Related: National Post and Jacob Gershman, WSJ Law Blog, on efforts to repeal Canada’s not-entirely-in-disuse blasphemy law; earlier here and here. And from Ireland, an urgent reason to repeal its own law of this sort: Muslim leader vows to “take legal advice if Irish publications …republish or tweet cartoons.” [Irish Times, Irish Examiner, Independent]

P.S. Graham Smith on Twitter: “What if every State represented in Paris today promised to repeal one law that restricts free speech?”

Murder in Paris, cont’d

Time magazine invited me to write an opinion piece on yesterday’s lethal Islamist attack on the offices of the French satirical magazine Charlie-Hebdo. (earlier here). Excerpt:

If you defend freedom of speech today, realize that “blasphemy” is its front line, in Paris and the world. …

Most of the prestige Western press dodged the running of the [Danish Mohammed] cartoons, and beneath the talk of sensitivity was often simple fear. As journalist Josh Barro noted today on Twitter, “Islamists have by and large succeeded in intimidating western media out of publishing images of Muhammad.” …

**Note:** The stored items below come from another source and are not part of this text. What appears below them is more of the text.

PR #3112, opened 2019-05-31
Create dc picard solver schemes

MFraters:
Depended on #3109. I added one example of what this could look like. I would like to get some opinions on whether this is the correct approach and right naming

PR #3493, opened 2020-05-02
add more tests for reference and start optimizing.

MFraters:
This pull request is to see if the Newton/defect correction solver can be optimized in some ways.  Although there was a discussion in #3112, with my recent tests (with deal.ii master) it already seems faster when doing the same test, but I think there still is room for improvment. This is a work in progress.

### DIFF
--- a/source/simulator/helper_functions.cc
+++ b/source/simulator/helper_functions.cc
@@ -2419,8 +2419,10 @@ namespace aspect
                           current_linearization_point);
 
     // rebuild the whole system to compute the rhs.
-    rebuild_stokes_matrix = assemble_newton_stokes_system = assemble_newton_stokes_matrix = true;
+    assemble_newton_stokes_system = true;
     rebuild_stokes_preconditioner = false;
+    rebuild_stokes_matrix = boundary_velocity_manager.get_active_boundary_velocity_conditions().size()!=0;
+    assemble_newton_stokes_matrix = boundary_velocity_manager.get_active_boundary_velocity_conditions().size()!=0;
 
     compute_current_constraints ();
 
--- a/tests/nonlinear_channel_flow_tractions_Newton_Stokes_no_line_search.prm
+++ b/tests/nonlinear_channel_flow_tractions_Newton_Stokes_no_line_search.prm
@@ -1,0 +1,7 @@
+include $ASPECT_SOURCE_DIR/tests/nonlinear_channel_flow_tractions_Newton_Stokes.prm
+
+subsection Solver parameters
+  subsection Newton solver parameters
+    set Max Newton line search iterations = 0
+  end
+end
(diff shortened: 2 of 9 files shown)


MFraters:
This pull request is ready for review. I set out to optimize a part of the code I had seen being very slow due to it using a function in deal.ii which made it slow. I wanted to optimize by making sure that part of the code was called as few times as possible. When I tried it again with the newest deal.ii I found that it wasn't slow any more, but I did find an other part of the code which could be optimized, which is done here.

I might try again in the future to find exactly why it was slow back then, but I think this pull request is valuable on it's own to be in the next release.

source/simulator/helper_functions.cc
```diff
@@ -2419,8 +2419,9 @@ namespace aspect
                           current_linearization_point);
 
     // rebuild the whole system to compute the rhs.
-    rebuild_stokes_matrix = assemble_newton_stokes_system = assemble_newton_stokes_matrix = true;
+    rebuild_stokes_matrix = assemble_newton_stokes_system = true;
     rebuild_stokes_preconditioner = false;
+    rebuild_stokes_matrix = assemble_newton_stokes_matrix = boundary_velocity_manager.get_active_boundary_velocity_conditions().size()!=0;
```
gassmoeller, line 2424: Could you avoid these double assignments, in particular because the variables are named so similar (the current form is hard to read). Would the following work?
```
rebuild_stokes_preconditioner = false;
rebuild_stokes_matrix         = boundary_velocity_manager.get_active_boundary_velocity_conditions().size() != 0;
assemble_newton_stokes_matrix = boundary_velocity_manager.get_active_boundary_velocity_conditions().size() != 0;
```

tests/nonlinear_channel_flow_tractions_Newton_Stokes_no_line_search.prm
```diff
@@ -0,0 +1,148 @@
...
+set Maximum time step                      = 1
+set End time                               = 4
+set Start time                             = 0
+set Adiabatic surface temperature          = 0
+set Surface pressure                       = 0
+set Use years in output instead of seconds = false  # default: true
+set Nonlinear solver scheme = iterated Advection and Newton Stokes
+set Max nonlinear iterations = 45 
+set Nonlinear solver tolerance = 2.5e-10
+set Additional shared libraries = ../benchmarks/nonlinear_channel_flow/libsimple_nonlinear.so
```
gassmoeller, line 16: Remove this line, it is confusing (and not used) in a test. If this is only a slightly modified copy of a benchmark or another test, consider using a `include $ASPECT_SOURCE_DIR/tests/visualization_strain_rate_tensor.prm` statement, as long as you only need to add a few lines afterwards.

tests/nonlinear_channel_flow_velocities_Newton_Stokes_no_line_search.prm
```diff
@@ -0,0 +1,145 @@
...
+set Maximum time step                      = 1
+set End time                               = 4
+set Start time                             = 0
+set Adiabatic surface temperature          = 0
+set Surface pressure                       = 0
+set Use years in output instead of seconds = false  # default: true
+set Nonlinear solver scheme = iterated Advection and Newton Stokes
+set Max nonlinear iterations = 30
+set Nonlinear solver tolerance = 1e-14
+set Additional shared libraries = ../benchmarks/nonlinear_channel_flow/libsimple_nonlinear.so
```
gassmoeller, line 16: same comment as for the other test

MFraters:
Thanks for the review! I have addressed the comments.

PR #3868, opened 2020-10-19
fix melt migration with heat flux boundaries

jdannberg:
This fixes a bug described on the forum (https://community.geodynamics.org/t/melt-production-migration/1498/6?u=jdannberg).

[On the modern European rise of laws against “defamation of religion” and related offenses]: One way we can honor Charb, Cabu, Wolinski, Tignous, and the others who were killed Wednesday is by lifting legal constraints on what their successors tomorrow can draw and write.

Also recommended, this thoughtful Ross Douthat column on blasphemy and religious offense. Douthat is not enthusiastic about blasphemy generally, but makes an exception for instances where it is done in defiance of grave dangers. “If a large enough group of someones is willing to kill you for saying something, then it’s something that almost certainly needs to be said … it’s precisely the violence that justifies the inflammatory content. … if publishing something might get you slaughtered and you publish it anyway, by definition you *are* striking a blow for freedom, and that’s precisely the context when you need your fellow citizens to set aside their squeamishness and rise to your defense.”

“So many of Charb’s fellow journalists have long been aware of these threats, and have said nothing,” writes Mark Hemingway in the Weekly Standard. Jytte Klausen, author of a book on the Danish cartoon episode, in Time: “Over the past five years, [the editors of Charlie-Hebdo] have been left alone standing in defense of press freedom.” And Alex Massie at The Spectator:

[The 1989 fatwa against Salman Rushdie] was a test too many people failed back then. We have learned a lot since then but in many ways we have also learned nothing at all.

In 2012, Rushdie wondered if any publisher would have the courage to endorse The Satanic Verses if it were written then. To ask the question was to sense the depressing answer. They would not.

As for the present day, CNN, NYT, AP, NBC, ABC, the BBC, Guardian, Telegraph, and the CBC, will *not* be running Charlie-Hebdo cartoons, though a number of American publications did so, including Daily Beast, Vox, and Bloomberg. No UK paper on Thursday morning runs the cartoons on its cover — though the Berliner-Zeitung in Germany publishes a full spread of them.

23 cartoonists respond [BuzzFeed]. Claire Berlinski’s firsthand account of the attack scene, and Charb’s now-famous “die standing” vow. Andrew Stuttaford at Secular Right on whether anything will now change in Europe’s slow constriction of free speech: he fears not (& Hans Bader, CEI).